• [PROBLEM]: Your response should reproduce every line of the entries that contains the word "works".

• [MATERIAL PROVIDED]:
PR #27, opened 2024-08-21
Use id-arena to store `Expr` and `Type`

yutannihilation:
Address  #12

## Overview

This pull request introduces the following storage into `SessionGlobals`

1. `expr_storage` to store `Expr`
2. `type_storage` to store `Type`
3. `span_storage` to store `Span` with the key of the ID of `Expr` or `Type`

As a result,

* Since `Expr` and `Type` are immediately converted into a copyable Id, so `Box` is no longer needed for recursive definitions
* Since all `Span`s are recorded in `span_storage`, `WithMeta` is no longer needed

### ID for `Span` of `TypePattern` and `TypedId`

Since `TypePattern` and `TypedId` has only one `Type`, I decided to use this ID for the key of the corresponding `Span`. However, of course, this is not accurate. For example, a `TypedId` represents a `Symbol` and a colon in addition to the `Type`. I guess this isn't a big problem at the moment, but the error message can be confusing because of this.

``` rust
    let x:float = 1.0
//        ^^^^^ 1
//      ^^^^^^^ 2
```

Maybe I could add something like `type_pattern_storage` and `typed_id_storage`, and use the key. But, I'd like to keep this pull request simple because this is already a bit complex.


yutannihilation:
Currently, the test fails with the following error. This is weird because, if I investigate manually, there's no difference between the actual `Expr`s of these two `ExprId`s.

```
---- compiler::parser::test::test_tuple stdout ----
thread 'compiler::parser::test::test_tuple' panicked at mimium-lang\src\compiler\parser\test.rs:266:5:
assertion `left == right` failed
  left: WithMeta(Tuple([ExprId(Id { idx: 3 }), ExprId(Id { idx: 4 })]), 0..10)
 right: WithMeta(Tuple([ExprId(Id { idx: 0 }), ExprId(Id { idx: 1 })]), 0..10)
```

tomoyanonymous:
Thanks. This really needed to address the type inference issue...
Having span as `BTreeMap` with `ExprId` is what I was expected for the implementation.

> Currently, the test fails with the following error. This is weird because, if I investigate manually, there's no difference between the actual Exprs of these two ExprIds.

`ExprId` should not derive `PartialEq` and `Eq` but should impl PartialEq manually by comparing actual `Expr` in the comparison.
There maybe the situation that we need to compare internal id but we can still do it by accessing internal `id_arena::Id<Expr>` directly.

tomoyanonymous:
`Pattern` and `Type` should be allocated on the session_global similarly...

yutannihilation:
> `ExprId` should not derive `PartialEq` and `Eq` but should impl PartialEq manually by comparing actual `Expr` in the comparison.

Oh, thanks for your insight!!! I'll confirm this tomorrow.

> `Pattern` and `Type` should be allocated on the session_global similarly...

I agree. I'm not immediately sure if these need dedicated storage for each, or a variant of `Expr` enum  (e.g. `Expr::TypePattern(TypePattern)`), but these probably need to be stored in session_globals somehow.

tomoyanonymous:
>I'm not immediately sure if these need dedicated storage for each, or a variant of Expr enum (e.g. Expr::TypePattern(TypePattern)

I more prefer to leaving `Pattern` as an individual recursive enum, Although we need to manage different storages, it ensures `Let` must hold `TypedPattern` in its left-hand, so it reduces the cost of validation.

yutannihilation:
If I implement `PartialEq` manually, it works fine. Thanks for the advice! (What I said "weird" was simply because I assumed wrongly that id-arena removes duplication automatically...)

tomoyanonymous:
I realized that the rust docs says
`The methods of this trait must be consistent with each other and with those of [PartialEq](https://doc.rust-lang.org/beta/std/cmp/trait.PartialEq.html).`

https://doc.rust-lang.org/beta/std/cmp/trait.PartialOrd.html

Now the key for `BtreeMap` is `NodeId`, not `ExprNodeId
` itself, so `ExprNodeId` should not derive `PartialOrd` and `Ord` too.

yutannihilation:
Thanks for catching!

yutannihilation:
I chose the direction to treat `Type` and `Expr` as the same. While this works, I'm getting to feel I was wrong. 

- `Type` can be used repeatedly. If one type and another have a same type, they should have the same ID rather than issuing a new one by `Arena::alloc()` every time.
- `Type` doesn't always have `Span`.

Probably I need to go back and forth several times.

tomoyanonymous:
> `Type` doesn't always have `Span`.

I think the BTreeMap from NodeId to Span can be extended to any kind of metadata. 

For example, I'm going to refactor the type inference code so that MIR generator later can refer to the map from `ExprNodeId` to `Type` after the entire inference finished.

Duplicating same values with different ids will not be an immidiate problem. 

Maybe, It is more clear that the Type values issued during the inference should be distinct from those of TypedPattern (Type inference context have an individual Arena) but it is ok to be allocated on the same Arena.

yutannihilation:
> Maybe, It is more clear that the Type values issued during the inference should be distinct from those of TypedPattern (Type inference context have an individual Arena) but it is ok to be allocated on the same Arena.

Thanks for sharing the plan. This sounds good to me! I agree this duplication isn't any problem (except for some possible performance overhead).

I think I don't understand the whole picture here, but probably I can finish this pull request today or tomorrow.

yutannihilation:
This should be basically ready for review now. I updated the main description.

One problem I'm seeing is that this pull request makes the benchmark tests fail with a segmentation fault. It seems this happens only on benchmark, so I don't think this is a blocker. If I run the same Mimium code by `cargo test` or by `cargo run`, nothing happens. I'll keep investigating.

```
warning: `mimium-lang` (lib) generated 40 warnings (run `cargo fix --lib -p mimium-lang` to apply 7 suggestions)
    Finished `bench` profile [optimized] target(s) in 0.04s
     Running benches/bench.rs (target/release/deps/bench-d16f0f1ff08fbac1)

running 1 test
error: bench failed, to rerun pass `-p mimium-lang --bench bench`

Caused by:
  process didn't exit successfully: `/home/yutani/repo/mimium-rs/target/release/deps/bench-d16f0f1ff08fbac1 'tests::parse::bench_many_symbols3' --exact --show-output --bench` (signal: 11, SIGSEGV: invalid memory reference)

 *  The terminal process "cargo 'bench', '--package', 'mimium-lang', '--bench', 'bench', '--', 'tests::parse::bench_many_symbols3', '--exact', '--show-output'" failed to launch (exit code: 101). 
 *  Terminal will be reused by tasks, press any key to close it. 
```

```
fn f0(x3:float) {
  let x3_0 = x3
  let x3_1 = x3
  let x3_2 = x3
  (((x3 * 0.1 + x3_0) * 0.1 + x3_1) * 0.1 + x3_2)
}



fn f1(x3:float) {
  let x3_0 = x3
  let x3_1 = x3
  let x3_2 = x3
  (((x3 * 0.1 + x3_0) * 0.1 + x3_1) * 0.1 + x3_2)
}



fn f2(x3:float) {
  let x3_0 = x3
  let x3_1 = x3
  let x3_2 = x3
  (((x3 * 0.1 + x3_0) * 0.1 + x3_1) * 0.1 + x3_2)
}


fn dsp() {
  f0(1.0) + f1(1.0) + f2(1.0)
}
```

tomoyanonymous:
> One problem I'm seeing is that this pull request makes the benchmark tests fail with a segmentation fault. It seems this happens only on benchmark, so I don't think this is a blocker. If I run the same Mimium code by cargo test or by cargo run, nothing happens. I'll keep investigating.

Did you tried with `--profile bench` option?

yutannihilation:
I didn't. Now I tried it, and it runs fine without any errors.

However, let me correct a bit. This code can reproduce the segfault.

- If I reduce the repetition of `emit_mir()`, it doesn't fail
- If I increase the amount of `content`, it fails with fewer repetition.

So, this is probably a real issue I need to address before merging. Probably, this might take some time. Please feel free to merge #28 first. I can retry after that...

``` rust
        #[test]
        fn t() {
            let content = "

...snip... (the code above)

";
            emit_mir(content).expect("ok");
            emit_mir(content).expect("ok");
            emit_mir(content).expect("ok");
            emit_mir(content).expect("ok");
            emit_mir(content).expect("ok");
            emit_mir(content).expect("ok");
            emit_mir(content).expect("ok");
            emit_mir(content).expect("ok");
            emit_mir(content).expect("ok");
        }
```

If I execute the above code with VS Code's Debug run, it points this line of `mimium-lang/src/compiler/mirgen/recursecheck.rs`. I have no idea in what situation this can happen.

image

tomoyanonymous:
Hmm, that test won't fail on macOS how many times I duplicate`emit_mir`. My fix in the review above does not change the behaviour too.

I guess it happens on `std::transmute<&Expr,&Expr>` in `to_expr` for extending lifetime? 

This transmute is done on [`rustc_span`](https://github.com/rust-lang/rust/blob/b5723af3457b9cd3795eeb97e9af2d34964854f2/compiler/rustc_span/src/symbol.rs#L2324) too but its content type is `&str`, not a recursive type. 
It causes some difference maybe?

tomoyanonymous:
This `get_expr` generates temporary `Option` struct and returning underlying reference. Extending lifetime of this temporary object will not be safe...

```rust
    pub fn get_expr(&self, expr_id: ExprNodeId) -> &Expr {
        self.expr_storage
            .get(expr_id.0)
            .expect("Unknown ExprNodeId")
    }
```

However, `id_arena` does not have `get_unchecked` method. 
`SlotMap` that I used in #28 have unchecked method, so should we switch to slotmap?

yutannihilation:
> Hmm, that test won't fail on macOS how many times I duplicate`emit_mir`.

Oh, good to know. I'm on a not-so-powerful Linux laptop, so maybe it matters.

> I guess it happens on `std::transmute<&Expr,&Expr>` in `to_expr` for extending lifetime?

I think so, too. I'll check if switching to `SlotMap` works. Thanks for the advice!

yutannihilation:
Quick update: I tried the same code on my Windows desktop and it works. However, if I increase the repetition to 50, it fails with the segfault.

yutannihilation:
Using `SlotMap` didn't solve the issue, unfortunately. Probably I should give up the unsafe implementation until I find the root cause.

The segfault is reproducible on CI.

https://github.com/tomoyanonymous/mimium-rs/actions/runs/10521271003/job/29151628740?pr=27#step:6:521

yutannihilation:
Okay, I give up avoiding the cloning costs. Now the benchmark doesn't fail.

Benchmark results:

**Before**
```
test tests::parse::bench_many_symbols10 ... bench:  22,420,550.00 ns/iter (+/- 2,571,804.00)
test tests::parse::bench_many_symbols3  ... bench:   2,301,567.50 ns/iter (+/- 56,266.75)
test tests::parse::bench_many_symbols5  ... bench:   5,573,355.00 ns/iter (+/- 183,844.00)
test tests::runtime::bench_multiosc10   ... bench:       3,429.20 ns/iter (+/- 109.64)
test tests::runtime::bench_multiosc15   ... bench:       5,100.33 ns/iter (+/- 125.19)
test tests::runtime::bench_multiosc5    ... bench:       1,748.98 ns/iter (+/- 48.91)
test tests::runtime::bench_multiosc7    ... bench:       2,396.01 ns/iter (+/- 54.89)
```


**After**
```
test tests::parse::bench_many_symbols10 ... bench:  16,587,370.00 ns/iter (+/- 2,167,060.00)
test tests::parse::bench_many_symbols3  ... bench:   1,954,627.50 ns/iter (+/- 68,536.00)
test tests::parse::bench_many_symbols5  ... bench:   4,715,255.00 ns/iter (+/- 472,429.50)
test tests::runtime::bench_multiosc10   ... bench:       3,365.50 ns/iter (+/- 109.28)
test tests::runtime::bench_multiosc15   ... bench:       4,992.07 ns/iter (+/- 113.04)
test tests::runtime::bench_multiosc5    ... bench:       1,681.22 ns/iter (+/- 44.98)
test tests::runtime::bench_multiosc7    ... bench:       2,359.02 ns/iter (+/- 39.85)
```

tomoyanonymous:
Test runs without problems on macOS too!
One thing I want to correct is the `ExprNodeId` and `TypeNodeId`. They are implementing `PartialEq` by hand, so it should not derive `PartialOrd` and therefore should not be real keys to slotmap.

A key for slotmap can be generated with `new_key_type!` macro, and by wrapping it with `ExprNodeId`, manual trait implementation can be omitted.

https://github.com/tomoyanonymous/mimium-rs/commit/b5e94bbdd704e3987b0214254417e4d7b2bb509f

yutannihilation:
Wow, thanks for the implementation! It seems I was a bit confused. I first tried `new_key_type!` directly on `ExprNodeId` and `TypeNodeId`, which doesn't work, and went a wrong direction. Your commit looks good to me.

tomoyanonymous:
Okay, then I merge it now. Really thanks for the great contribution!

yutannihilation:
Thanks for all your help!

• [TASK OUTPUT]:
If I implement `PartialEq` manually, it works fine. Thanks for the advice! (What I said "weird" was simply because I assumed wrongly that id-arena removes duplication automatically...)
I chose the direction to treat `Type` and `Expr` as the same. While this works, I'm getting to feel I was wrong. 
I think so, too. I'll check if switching to `SlotMap` works. Thanks for the advice!
Quick update: I tried the same code on my Windows desktop and it works. However, if I increase the repetition to 50, it fails with the segfault.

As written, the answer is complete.